WHAT YOU HAVE TO DO. Please copy out each line of the entries in which "else" appears.

[Stored data]
▽

PR #2332, opened 2025-08-04
Fix for trimming AccelerationStructures

fabian-lunarg:
Simplify acceleration-structure (AS) tracking and trimming by **not** differentiating between build-modes: 'build' and 'update', just treat everything as 'build'.
 
when replaying a trimmed capture, during state-init, we rebuild acceleration-structures from scratch.
`VK_BUILD_ACCELERATION_STRUCTURE_MODE_UPDATE_KHR` would rely on a pre-existing AS, which does not apply here.

associated scratch-buffers for an 'update' are normally smaller compared to 'build', so they could not be used when rebuilding from scratch.
for this reason we relax a condition and allow VulkanAddressReplacer to substitute those missing (or not large enough) buffers, also without using `-m rebind`.

**Fixed in this PR**:

capture:
`[gfxrecon] WARNING - vulkan_wrappers::GetWrappedId() couldn't find Handle: 0x46d6c0e27d0's wrapper. It might have been destroyed`

replay:
```
[gfxrecon] ERROR - DEBUG MESSENGER: Frame #1: VUID-vkCmdBuildAccelerationStructuresKHR-pInfos-03667: vkCmdBuildAccelerationStructuresKHR(): pInfos[0].mode is VK_BUILD_ACCELERATION_STRUCTURE_MODE_UPDATE_KHR, srcAccelerationStructure must have been previously built.
The Vulkan spec states: For each element of pInfos, if its mode member is VK_BUILD_ACCELERATION_STRUCTURE_MODE_UPDATE_KHR, its srcAccelerationStructure member must have previously been constructed with VK_BUILD_ACCELERATION_STRUCTURE_ALLOW_UPDATE_BIT_KHR

[gfxrecon] ERROR - DEBUG MESSENGER: Frame #1: VUID-vkCmdBuildAccelerationStructuresKHR-pInfos-03674: vkCmdBuildAccelerationStructuresKHR(): pInfos[0].scratchData.deviceAddress (0xe00a34b000) has no buffer(s) associated that are valid.
The following buffers are missing VK_BUFFER_USAGE_2_STORAGE_BUFFER_BIT usage flag: ...

and/or consecutive

[gfxrecon] ERROR - DEBUG MESSENGER: Frame #1: VUID-vkResetFences-pFences-01123: vkResetFences(): pFences[0] (VkFence 0xa4f0000000a4f) is in use.
The Vulkan spec states: Each element of pFences must not be currently associated with any queue command that has not yet completed execution on that queue (https://vulkan.lunarg.com/doc/view/1.4.321.1/linux/antora/spec/latest/chapters/synchronization.html#VUID-vkResetFences-pFences-01123)
[gfxrecon] ERROR - DEBUG MESSENGER: Frame #1: VUID-vkBeginCommandBuffer-commandBuffer-00049: vkBeginCommandBuffer(): on active VkCommandBuffer 0x653113198190 before it has completed. You must check command buffer fence before this call.
The Vulkan spec states: commandBuffer must not be in the recording or pending state (https://vulkan.lunarg.com/doc/view/1.4.321.1/linux/antora/spec/latest/chapters/cmdbuffers.html#VUID-vkBeginCommandBuffer-commandBuffer-00049)
```

in effect, this PR enabled me to successfully capture/replay scenarios with many animated AS (general using `VK_BUILD_ACCELERATION_STRUCTURE_MODE_UPDATE_KHR`) with trimming, that would have failed before.

example scene used for testing AS-trimming, captured on steamdeck (combined w. test portability/address-sanitizer):
screenshot_frame_100

### DIFF
--- a/framework/encode/vulkan_state_tracker.cpp
+++ b/framework/encode/vulkan_state_tracker.cpp
@@ -513,21 +513,14 @@ void VulkanStateTracker::TrackAccelerationStructureBuildCommand(
         }
 
         // track all AS builds as regular builds, we'll have no AS to 'update'
-//        if (build_info.mode == VK_BUILD_ACCELERATION_STRUCTURE_MODE_BUILD_KHR)
+        if (wrapper->latest_build_command_)
         {
-            if (wrapper->latest_build_command_)
-            {
-                // TODO: keep original scratch-buffer, check if that makes sense
-                dst_command.geometry_info.scratchData = wrapper->latest_build_command_->geometry_info.scratchData;
-            }
-            dst_command.geometry_info.mode = VK_BUILD_ACCELERATION_STRUCTURE_MODE_BUILD_KHR;
-            dst_command.geometry_info.srcAccelerationStructure = VK_NULL_HANDLE;
-            wrapper->latest_build_command_ = std::move(dst_command);
+            // TODO: keep original scratch-buffer, check if that makes sense
+            dst_command.geometry_info.scratchData = wrapper->latest_build_command_->geometry_info.scratchData;
         }
-//        else if (build_info.mode == VK_BUILD_ACCELERATION_STRUCTURE_MODE_UPDATE_KHR)
-//        {
-//            wrapper->latest_update_command_ = std::move(dst_command);
-//        }
+        dst_command.geometry_info.mode                     = VK_BUILD_ACCELERATION_STRUCTURE_MODE_BUILD_KHR;
+        dst_command.geometry_info.srcAccelerationStructure = VK_NULL_HANDLE;
+        wrapper->latest_build_command_                     = std::move(dst_command);
 
         wrapper->blas.clear();
 
--- a/framework/encode/vulkan_state_tracker.cpp
+++ b/framework/encode/vulkan_state_tracker.cpp
@@ -512,14 +512,22 @@ void VulkanStateTracker::TrackAccelerationStructureBuildCommand(
                                                  pp_buildRange_infos[i] + build_info.geometryCount);
         }
 
-        if (build_info.mode == VK_BUILD_ACCELERATION_STRUCTURE_MODE_BUILD_KHR)
+        // track all AS builds as regular builds, we'll have no AS to 'update'
+//        if (build_info.mode == VK_BUILD_ACCELERATION_STRUCTURE_MODE_BUILD_KHR)
         {
+            if (wrapper->latest_build_command_)
+            {
+                // TODO: keep original scratch-buffer, check if that makes sense
+                dst_command.geometry_info.scratchData = wrapper->latest_build_command_->geometry_info.scratchData;
+            }
+            dst_command.geometry_info.mode = VK_BUILD_ACCELERATION_STRUCTURE_MODE_BUILD_KHR;
+            dst_command.geometry_info.srcAccelerationStructure = VK_NULL_HANDLE;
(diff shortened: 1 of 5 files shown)


framework/encode/vulkan_state_tracker.cpp
```diff
@@ -512,14 +512,15 @@ void VulkanStateTracker::TrackAccelerationStructureBuildCommand(
...
-            wrapper->latest_build_command_ = std::move(dst_command);
-        }
-        else if (build_info.mode == VK_BUILD_ACCELERATION_STRUCTURE_MODE_UPDATE_KHR)
-        {
-            wrapper->latest_update_command_ = std::move(dst_command);
+            // TODO: keep original scratch-buffer, check if that makes sense
+            dst_command.geometry_info.scratchData = wrapper->latest_build_command_->geometry_info.scratchData;
         }
+        dst_command.geometry_info.mode                     = VK_BUILD_ACCELERATION_STRUCTURE_MODE_BUILD_KHR;
+        dst_command.geometry_info.srcAccelerationStructure = VK_NULL_HANDLE;
```
antonio-lunarg, line 517: Would it be possible to keep the update command once we store the first build command in the capture file?

fabian-lunarg: I think that was the intention, but we prob. never fully implemented that. this logic is dedicated for restoring trim-states, so we mostly care about the final outcome. we wouldn't gain anything by doing a build, immediately followed by an update. also the 'update' most likely was not done with the originally built AS as `srcAccelerationStructure` but with a previously updated AS. so storing the first 'build' and last 'update' is not really correct or what happened (and you store multiple vertex/index-buffers, build 2x etc.)

antonio-lunarg: Right, how about keeping the other update commands once the first update has been converted and stored as a build command?

fabian-lunarg: in effect, I think that's already the case here. e.g. imagine during capture, the **application** builds acceleration-structure A and update it several times (not sure if that's typical usage, most code I've seen would create new handles each time):

`vkCmdBuildAccelerationStructuresKHR` (**vertex-buffer 1** - w. `VK_BUILD_ACCELERATION_STRUCTURE_MODE_BUILD_KHR`)
`vkCmdBuildAccelerationStructuresKHR` (**vertex-buffer 2** w. `VK_BUILD_ACCELERATION_STRUCTURE_MODE_UPDATE_KHR`)
...
`vkCmdBuildAccelerationStructuresKHR` (**vertex-buffer N** w. `VK_BUILD_ACCELERATION_STRUCTURE_MODE_UPDATE_KHR`)

for the **trim-state**, we end up storing only one build, using the latest supplied vertex/index-buffer.
-> `vkCmdBuildAccelerationStructuresKHR` (**vertex-buffer N** w. `VK_BUILD_ACCELERATION_STRUCTURE_MODE_BUILD_KHR`)

we do not store all build- or update commands, only the latest, so we can reconstruct the end-result.
each build/update command comes with associated buffers we need to track and store in the capture-file.

so, why keep the other (intermediate?) update commands, what would we gain?

antonio-lunarg: I see now! Thanks for the clarification :)

bradgrantham-lunarg (approved):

△

YOUR RESPONSE.
-//        else if (build_info.mode == VK_BUILD_ACCELERATION_STRUCTURE_MODE_UPDATE_KHR)
-        else if (build_info.mode == VK_BUILD_ACCELERATION_STRUCTURE_MODE_UPDATE_KHR)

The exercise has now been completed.